# Rechambering a remington model 11 for 3 inch shells



## Ground hunter (Jun 6, 2012)

I am looking for info on taking a 2 3/4 model 11 to 3".  Just if its possible and safe.  I know it would be easier to just buy a new pump that is already chambered for 3", but I really like the auto 5 platform.  I bought a REM m 11 a couple years ago for project gun.  I wanted to do something different with it to make it worth passing down to my youngest son.

I got a 25 inch barrel I wanted cut down to 22", invector+ choke put in it, chambered to 3", forcing cone extended, all Browning bushings and springs put in, synthetic Browning  type forearm with a mag ext., really want a thumbhole mote Carlo type stock, and camo dipped. I think it would make a great turkey gun.


----------



## rayjay (Jun 7, 2012)

The way the recoil operated guns work with "friction rings" is a finely balanced set up and dramatically altering the gun would be looking for trouble imo. This doesn't even touch on whether or not there is enough bolt/bbl travel available to accommodate a FIRED 3" shell.


----------



## polaris30144 (Jun 7, 2012)

rayjay said:


> The way the recoil operated guns work with "friction rings" is a finely balanced set up and dramatically altering the gun would be looking for trouble imo. This doesn't even touch on whether or not there is enough bolt/bbl travel available to accommodate a FIRED 3" shell.



Exactly.......If every thing else worked out, the opening in the action/ bolt travel would probably prevent a 3" from ejecting.


----------



## piratebob64 (Jun 14, 2012)

*minimal diffrence between 3" and 2 3/4*



polaris30144 said:


> Exactly.......If every thing else worked out, the opening in the action/ bolt travel would probably prevent a 3" from ejecting.



Lets start with the simple
1. A 2 3/4" shell  after firing is approximatly 3" long
2. A 3" shell after firing is approximatly 3 1/2" long

You gun should cycle 3" shells right now loaded chambe and eject!!

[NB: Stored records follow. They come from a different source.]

PR #34, opened 2022-10-03
Remove mistakenly added file diff_zippers.html

xogcox:
I just noticed that my earlier pull request adds the file `docs/diff_zippers.html`, which is just a renamed copy of the version of `zippers.html` prior to that PR. I was trying things out and added it by mistake. Since it doesn't serve any purpose, please delete it.

Sorry for the inconvenience.


smith558:
Not a problem. Thx for the corection!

A 2 3/4 and 3 inch shotguns bolt stroke should be the same. 
The ejection port will have to be lengthened/ milled out at the forward edge a 1/4" minimum and max 1/2"(start with 1/4 shoot if the 3"used shell ejects then good if not take a little more out till it ejects)
The ejection port on my model 11 is 3" long which allows for the ejection of a spent 2 3/4 shell that is  3" long after firing.

What does concern me is the shell carrier, The first thing you need to do is load up some 3" shells and cycle them  to see if the extra 1/4" will clear and allow the shell carrier to raise them without jamming.

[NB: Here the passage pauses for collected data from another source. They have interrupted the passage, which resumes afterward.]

PR #41, opened 2022-11-27
Make preparations for switching to markdown-generated HTML

xogcox:
In pull request #35 for issue #8, I added a markdown version of the website, but the HTML files generated from the markdown couldn't be used directly, because they required some changes to the CSS and JavaScript files. (Also, the relative links to assets were broken, because the generated HTML was stored in a different directory from the original HTML.)

The current pull request resolves this by changing the original website HTML step by step in a series of commits, ending up with HTML that is identical to the markdown-generated files. These commits include the necessary changes to CSS styles, and in one case change to a few lines of the JavaScript used to highlight code blocks. There are also a few changes to the markdown itself and the shell script generating the HTML. I broke the PR down into a series of separate commits in order to show what changes are required.

The result is a working website that is almost identical to the one before the changes, with only subtle differences: the only ones I am aware of are curved quotation marks replacing straight quotation marks in the main text and the trimming of blank lines at the end of a couple of code blocks.

Of course, merging this pull request does not mean you have to switch to generating the website from the markdown source, but it removes almost all of the obstacles to adopting markdown, if you decide to. It shows what needs to change in order for the markdown source to be actually used for building the website. Please ask if you have any questions or want more details.

PR #46, opened 2023-02-16
Use modern definitions for Monad and Alternative

### LINKED ISSUE #5: "The Monad type class" is outdated
The section "The Monad type class" in the chapter "A Fistful of Monads" (https://learnyouahaskell.github.io/a-fistful-of-monads.html#the-monad-type-class) talks about how `Applicative` is not a superclass of `Monad`. However, that is not true anymore. Additionally, `fail` is no longer a method of `Monad`.

Mr-Andersen:
Resolves #5

### DIFF
--- a/markdown/generated_html/a-fistful-of-monads.html
+++ b/markdown/generated_html/a-fistful-of-monads.html
@@ -254,29 +254,20 @@ check out the type class that belongs to monads.</p>
 applicative functors have the <code>Applicative</code> type class,
 monads come with their own type class: <code>Monad</code>! Wow, who
 would have thought? This is what the type class looks like:</p>
-<pre class="haskell:hs"><code>class Monad m where
+<pre class="haskell:hs"><code>class Applicative m =&gt; Monad m where
     return :: a -&gt; m a
+    return = pure
 
     (&gt;&gt;=) :: m a -&gt; (a -&gt; m b) -&gt; m b
 
     (&gt;&gt;) :: m a -&gt; m b -&gt; m b
-    x &gt;&gt; y = x &gt;&gt;= \_ -&gt; y
-
-    fail :: String -&gt; m a
-    fail msg = error msg</code></pre>
+    x &gt;&gt; y = x &gt;&gt;= \_ -&gt; y</code></pre>
 <p><img src="assets/images/a-fistful-of-monads/kid.png" class="right"
 width="363" height="451" alt="this is you on monads" /></p>
 <p>Let’s start with the first line. It says
-<code>class Monad m where</code>. But wait, didn’t we say that monads
-are just beefed up applicative functors? Shouldn’t there be a class
-constraint in there along the lines of
-<code>class (Applicative m) = &gt; Monad m where</code> so that a type
-has to be an applicative functor first before it can be made a monad?
-Well, there should, but when Haskell was made, it hadn’t occured to
-people that applicative functors are a good fit for Haskell so they
-weren’t in there. But rest assured, every monad is an applicative
-functor, even if the <code>Monad</code> class declaration doesn’t say
-so.</p>
+<code>class Applicative =&gt; Monad m where</code> which means that if
+we want to create an instance of Monad for some time, we must have an
+instance of Applicative for that type.</p>
 <p>The first function that the <code>Monad</code> type class defines is
 <code>return</code>. It’s the same as <code>pure</code>, only with a
 different name. Its type is <code>(Monad m) =&gt; a -&gt; m a</code>. It
@@ -305,22 +296,16 @@ returns a monadic value.</p>
 attention to it for now because it comes with a default implementation
 and we pretty much never implement it when making <code>Monad</code>
 instances.</p>
-<p>The final function of the <code>Monad</code> type class is
-<code>fail</code>. We never use it explicitly in our code. Instead, it’s
-used by Haskell to enable failure in a special syntactic construct for
-monads that we’ll meet later. We don’t need to concern ourselves with
-<code>fail</code> too much for now.</p>
 <p>Now that we know what the <code>Monad</code> type class looks like,
 let’s take a look at how <code>Maybe</code> is an instance of
 <code>Monad</code>!</p>
 <pre class="haskell:hs"><code>instance Monad Maybe where
-    return x = Just x
     Nothing &gt;&gt;= f = Nothing
-    Just x &gt;&gt;= f  = f x
-    fail _ = Nothing</code></pre>
-<p><code>return</code> is the same as <code>pure</code>, so that one’s a
-no-brainer. We do what we did in the <code>Applicative</code> type class
-and wrap it in a <code>Just</code>.</p>
+    Just x &gt;&gt;= f  = f x</code></pre>
+<p>Both <code>return</code> and <code>(&gt;&gt;)</code> have <em>default
+implementations</em>, so we omit them in instances. <code>return</code>
+is the same as <code>pure</code>, it wraps a value in
+<code>Just</code>.</p>
 <p>The <code>&gt;&gt;=</code> function is the same as our
 <code>applyMaybe</code>. When feeding the <code>Maybe a</code> to our
 function, we keep in mind the context and return a <code>Nothing</code>
@@ -811,17 +796,16 @@ matching in <code>let</code> expressions results in an error being
 produced right away, because the mechanism of falling through patterns
 isn’t present in <code>let</code> expressions. When pattern matching
 fails in a <code>do</code> expression, the <code>fail</code> function is
-called. It’s part of the <code>Monad</code> type class and it enables
-failed pattern matching to result in a failure in the context of the
-current monad instead of making our program crash. Its default
-implementation is this:</p>
-<pre class="haskell:hs"><code>fail :: (Monad m) =&gt; String -&gt; m a
-fail msg = error msg</code></pre>
-<p>So by default it does make our program crash, but monads that
-incorporate a context of possible failure (like <code>Maybe</code>)
-usually implement it on their own. For <code>Maybe</code>, its
+called. It’s part of the <code>MonadFail</code> type class and it
+enables failed pattern matching to result in a failure in the context of
+the current monad instead of making our program crash.</p>
+<pre class="haskell:hs"><code>class Monad m =&gt; MonadFail m where
+    fail :: String -&gt; m a</code></pre>
+<p>Monads that incorporate a context of possible failure (like
+<code>Maybe</code>) usually implement it. For <code>Maybe</code>, its
 implemented like so:</p>
-<pre class="haskell:hs"><code>fail _ = Nothing</code></pre>
+<pre class="haskell:hs"><code>instance MonadFail Maybe where
+    fail _ = Nothing</code></pre>
 <p>It ignores the error message and makes a <code>Nothing</code>. So
 when pattern matching fails in a <code>Maybe</code> value that’s written
 in <code>do</code> notation, the whole value results in a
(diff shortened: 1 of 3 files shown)


smith558:
I will wait for any more input on this and possibly a review before we merge. Thanks for the contribution! 🙂

MatthijsBlom:
It looks like you edited both `.md` and `.html` files. Is this intended?

Care should be taken that this PR does not introduce inconsistencies with the rest of the book. A priori I do not expect this problem to be localized to a single chapter.

Mr-Andersen:
@MatthijsBlom I ran `cd markdown; bash generate.sh` after editing MD files

MatthijsBlom:
So the `for-a-few-monads-more.html` edit is due to a faulty previous commit?

Mr-Andersen:
Yep

markdown/source_md/a-fistful-of-monads.md
```diff
@@ -205,26 +205,20 @@ Wow, who would have thought?
...
 
 ![this is you on monads](assets/images/a-fistful-of-monads/kid.png){.right width=363 height=451}
 
 Let's start with the first line.
-It says `class Monad m where`.
-But wait, didn't we say that monads are just beefed up applicative functors?
-Shouldn't there be a class constraint in there along the lines of `class (Applicative m) = > Monad m where` so that a type has to be an applicative functor first before it can be made a monad?
-Well, there should, but when Haskell was made, it hadn't occured to people that applicative functors are a good fit for Haskell so they weren't in there.
-But rest assured, every monad is an applicative functor, even if the `Monad` class declaration doesn't say so.
+It says `class Applicative => Monad m where` which means that if we want to create an instance of Monad for some time, we must have an instance of Applicative for that type.
```
konsumlamm:
```suggestion
It says `class Applicative => Monad m where`, which means that if we want to create an instance of `Monad` for some type, we must also have an instance of `Applicative` for that type.
```

markdown/source_md/a-fistful-of-monads.md
```diff
@@ -249,23 +243,16 @@ It's like function application, only instead of taking a normal value and feedin
...
 instance Monad Maybe where
-    return x = Just x
     Nothing >>= f = Nothing
     Just x >>= f  = f x
-    fail _ = Nothing
 ```
 
-`return` is the same as `pure`, so that one's a no-brainer.
-We do what we did in the `Applicative` type class and wrap it in a `Just`.
+Both `return` and `(>>)` have _default implementations_, so we omit them in instances.
```
konsumlamm:
```suggestion
Both `return` and `(>>)` have _default implementations_, so we can omit them in instances.
```

markdown/source_md/a-fistful-of-monads.md
```diff
@@ -779,19 +766,19 @@ When matching on a pattern in a function fails, the next pattern is matched.
 If the matching falls through all the patterns for a given function, an error is thrown and our program crashes.
 On the other hand, failed pattern matching in `let` expressions results in an error being produced right away, because the mechanism of falling through patterns isn't present in `let` expressions.
 When pattern matching fails in a `do` expression, the `fail` function is called.
-It's part of the `Monad` type class and it enables failed pattern matching to result in a failure in the context of the current monad instead of making our program crash.
-Its default implementation is this:
+It's part of the `MonadFail` type class and it enables failed pattern matching to result in a failure in the context of the current monad instead of making our program crash.
```
konsumlamm:
```suggestion
It's part of the `MonadFail` type class and it enables failed pattern matching to result in a failure in the context of the current monad, instead of making our program crash.
```

markdown/source_md/a-fistful-of-monads.md
```diff
@@ -962,33 +947,33 @@ ghci> [ x | x <- [1..50], '7' `elem` show x ]
 
 We apply `show` to `x` to turn our number into a string and then we check if the character `'7'` is part of that string.
 Pretty clever.
-To see how filtering in list comprehensions translates to the list monad, we have to check out the `guard` function and the `MonadPlus` type class.
-The `MonadPlus` type class is for monads that can also act as monoids.
+To see how filtering in list comprehensions translates to the list monad, we have to check out the `guard` function and the `Alternative` type class.
+The `Alternative` type class is for Applicatives that can also act as monoids.
```
konsumlamm:
```suggestion
The `Alternative` type class is for applicative functors that can also act as monoids.
```

markdown/source_md/a-fistful-of-monads.md
```diff
@@ -962,33 +947,33 @@ ghci> [ x | x <- [1..50], '7' `elem` show x ]
...
-    mzero = []
-    mplus = (++)
+instance Alternative [] where
+    empty = []
+    (<|>) = (++)
 ```
 
-For lists `mzero` represents a non-deterministic computation that has no results at all --- a failed computation.
-`mplus` joins two non-deterministic values into one.
+For lists `empty` represents a non-deterministic computation that has no results at all --- a failed computation.
```
konsumlamm:
```suggestion
For lists, `empty` represents a non-deterministic computation that has no results at all --- a failed computation.
```

konsumlamm (commented):
LGTM after these changes.

konsumlamm:
Afaik, the markdown version isn't used yet, so this change wouldn't be visible as it is rn.

cc @xogcox

xogcox:
Hi, thanks for pinging me!

It seems like I haven't fully communicated the status of the markdown files, and there's some confusion to clear up.

As you say, @konsumlamm, the markdown isn't in use yet. Not only that, nothing below the /markdown directory is in use yet. At the moment the markdown and generated html in this directory are a proof of concept, and there are lots of subtle differences from the live site, which is in the /docs directory. So all of the edits in this PR are edits to a work in progress that doesn't reflect the actual live website.

For clarity, maybe I should explain the course of events.

As you probably know, the original Learn You A Haskell website didn't have markdown, only raw HTML. So I wrote a markdown version that was as close as possible to the original version (while using HTML tags inside the markdown only when necessary). But as I said above, there are lots of little differences between the markdown-generated HTML and the original. Most of the differences can't be seen when viewing the website in the browser, but lots of tag names are different, and of course the line breaks aren't the same, so there are changes to almost every line.

Normally, if there's a markdown version available, it makes sense for the markdown to be the single source of truth. There's not much point editing the markdown if you have to edit the HTML by hand anyway. But I didn't feel like I could just say "Hey, delete all the original HTML and use my markdown version instead, it's much better!" Firstly, I don't have the authority to make that decision. Also, what if the HTML got replaced, and it broke the CSS layouts, for example? There could be new bugs that would be difficult to track down.

So I thought that, to clear the way to potentially adopting the markdown, I should document all the changes that would be required, step by step, to turn the current website's HTML into the HTML generated by the markdown, in the form of a commit history. That way there'd be less risk of sudden surprise bugs, and if there were any bugs or unintended differences, they could be traced back to the change that caused them more easily. It would also show exactly what changes would be caused by moving to the markdown version, which would hopefully reassure everyone that the change would be painless.

The result of this work is PR #41, which is quietly waiting to be looked at. It hasn't had much attention... maybe nobody was sure what its purpose was? I thought maybe people had lost interest or were busy with other things. But if you want to use the markdown, please take a look at that PR. It makes all the step-by-step changes necessary for the HTML in the /docs directory to match the markdown-generated HTML and also makes a few necessary edits to script files, CSS and Javascript so that they work properly with the HTML.

TL;DR I highly recommend that you consider pull request #41 before merging PRs that edit the markdown data.

It should be easier to merge #46 on top of #41 than the other way around. Also, after #41 you can just copy the generated HTML files into the /docs folder, since it makes the HTML files in /markdown/generated-html and /docs identical.

I'm glad to see that this project is active! Please feel free to give me feedback or ask if anything is unclear.

markdown/generated_html/a-fistful-of-monads.html
```diff
@@ -254,29 +254,20 @@ <h2 id="the-monad-type-class">The Monad type class</h2>
...
-constraint in there along the lines of
-<code>class (Applicative m) = &gt; Monad m where</code> so that a type
-has to be an applicative functor first before it can be made a monad?
-Well, there should, but when Haskell was made, it hadn’t occured to
-people that applicative functors are a good fit for Haskell so they
-weren’t in there. But rest assured, every monad is an applicative
-functor, even if the <code>Monad</code> class declaration doesn’t say
-so.</p>
+<code>class Applicative =&gt; Monad m where</code> which means that if
+we want to create an instance of Monad for some time, we must have an
```
xogcox: Should "for some time" be "for some type"?

markdown/generated_html/a-fistful-of-monads.html
```diff
@@ -305,22 +296,16 @@ <h2 id="the-monad-type-class">The Monad type class</h2>
...
-    return x = Just x
     Nothing &gt;&gt;= f = Nothing
-    Just x &gt;&gt;= f  = f x
-    fail _ = Nothing</code></pre>
-<p><code>return</code> is the same as <code>pure</code>, so that one’s a
-no-brainer. We do what we did in the <code>Applicative</code> type class
-and wrap it in a <code>Just</code>.</p>
+    Just x &gt;&gt;= f  = f x</code></pre>
+<p>Both <code>return</code> and <code>(&gt;&gt;)</code> have <em>default
+implementations</em>, so we omit them in instances. <code>return</code>
```
xogcox, line 306: Pandoc converts `_italic text markdown_` to `<em>` tags, but unfortunately, the current `/docs/style.css` file redefines `em` to be bold. That means that to include italic text, you might have to change the CSS.

markdown/generated_html/a-fistful-of-monads.html
```diff
@@ -254,29 +254,20 @@ <h2 id="the-monad-type-class">The Monad type class</h2>
...
-people that applicative functors are a good fit for Haskell so they
-weren’t in there. But rest assured, every monad is an applicative
-functor, even if the <code>Monad</code> class declaration doesn’t say
-so.</p>
+<code>class Applicative =&gt; Monad m where</code> which means that if
+we want to create an instance of Monad for some time, we must have an
+instance of Applicative for that type.</p>
 <p>The first function that the <code>Monad</code> type class defines is
 <code>return</code>. It’s the same as <code>pure</code>, only with a
 different name. Its type is <code>(Monad m) =&gt; a -&gt; m a</code>. It
```
xogcox, line 273: Because the line `return = pure` was added, maybe change this part to say not just that `return` always does the same as `pure` but that it's explicitly defined to be `pure`?

markdown/generated_html/a-fistful-of-monads.html
```diff
@@ -305,22 +296,16 @@ <h2 id="the-monad-type-class">The Monad type class</h2>
 attention to it for now because it comes with a default implementation
 and we pretty much never implement it when making <code>Monad</code>
 instances.</p>
-<p>The final function of the <code>Monad</code> type class is
```
xogcox, line 308: Maybe change the preceding paragraph to say that `>>` is the final function of the type class, instead of "next up", since the paragraph on `fail` has been deleted?

markdown/generated_html/a-fistful-of-monads.html
konsumlamm: Yes, this was already updated in the `.md` source, but the HTML hasn't been regenerated.

smith558:
@konsumlamm @xogcox would you be interested in getting collaborator rights? I see you are fairly active.

konsumlamm:
> @konsumlamm @xogcox would you be interested in getting collaborator rights? I see you are fairly active.

Sure! I already accepted the invitation.

xogcox:
Thank you for the invitation! I've joined too. I'll try to be useful.

smith558:
> Thank you for the invitation! I've joined too. I'll try to be useful.

No pressure. It's a fun project.

smith558:
Is this still ongoing?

The powder load for a 2 3/4 and 3" is so close that should not be an issue. You could upgrade your springs and friction ring to a browning A5 3" model.

I have come to love the model 11 I took an ugly no blue  16 gage and added a 5 shot mag tube cut the barrel down to 20" and parkerized it black black, sealed the stocks and painted them black, had all the springs and replaced and the action polished and smoothed. This is my go any where I dont care gun. rain, mud, dirt it shoots! I have dropped in the mud and when I pulled it the mud was dripping out of the barrel, i took it and rinsed it out in the creek shook it dry  and continued to hunt and shoot. It will be going to briley in a few weeks to get lined bored and tapped for chokes this will run around 180.00 and you get your choice of three chokes.
I just did find a 20 gage  model 11  and will start working on it next.
My gunsmith was upset that I did what I did to the gun he wanted to reblue and make it look it new. 
After it was done he agreed with my decision.


----------



## georgia_home (Jun 14, 2012)

the issue is the EJECTION PORT size, as noted here.

even if you get a barrel with the longer chamber, which is easy, when the shell "uncrimps" at shot time, it will USUALLY be too long to eject properly to cycle.

there may be other internal issues, but the port is the biggest hurdle. and cutting the extra 1/4" out for the received is not something i suspect a gunsmith would want to do. i could be wrong... but i don't think so.

imho, there is absolutely nothing wrong with a 2-3/4 12.

it will do it all, and did, before 3 and 3-1/2 inch rounds became popular.



piratebob64 said:


> Lets start with the simple
> 1. A 2 3/4" shell  after firing is approximatly 3" long
> 2. A 3" shell after firing is approximatly 3 1/2" long
> 
> ...


----------



## piratebob64 (Jun 15, 2012)

georgia_home said:


> the issue is the EJECTION PORT size, as noted here.
> 
> even if you get a barrel with the longer chamber, which is easy, when the shell "uncrimps" at shot time, it will USUALLY be too long to eject properly to cycle.
> ( because the  ejection port is not long enough)
> ...



I just waded in with what issues i saw. 
A 2 3/4 hits just as had kills just as effective as a 3' or 3 1/2'. The 3 and 3 1/2 use about the same amount of powder as 2 3/4.

As for opening up the ejection port, it is no diffrent than lowering  and opening up a port on a 1911.


----------



## roperdoc (Jun 20, 2012)

If bolt travel is sufficient, a longer hull may eject through the smaller port due to the fact that it comes out at an angle.
2 3/4 shells will do whatever you need, though. Invest the money in an inexpensive reloader set up and you can duplicate most 3 inch payloads/performance with published loading data. Many times the difference between the shorter and longer rounds is no more than a wad change, with similar shot loads and velocities.
Don't sacrifice reliability or safety for minimal gains in performance. The best thing to pass down to your son is a lot of good memories of the times you spent together.


----------



## Ground hunter (Jun 21, 2012)

Thanks for the info guys.  The only reason I was looking at going to 3" is the diversity of turkey loads that come in 3",  and it would be neat to improve and customize a gun that I love.

Thanks

Lee


----------



## rkwrichard (Jun 23, 2012)

Lee keep the gun that you love alone and buy you a new one that shoots anything. Why have one when two will do?


----------



## Buck111 (Jun 24, 2012)

I'd just buy one chambered for the 3 inch round. The receiver, bolt and other parts aren't designed to handle the extra pressure from a different round. Metal fatigue could result in cracked parts or worse.


----------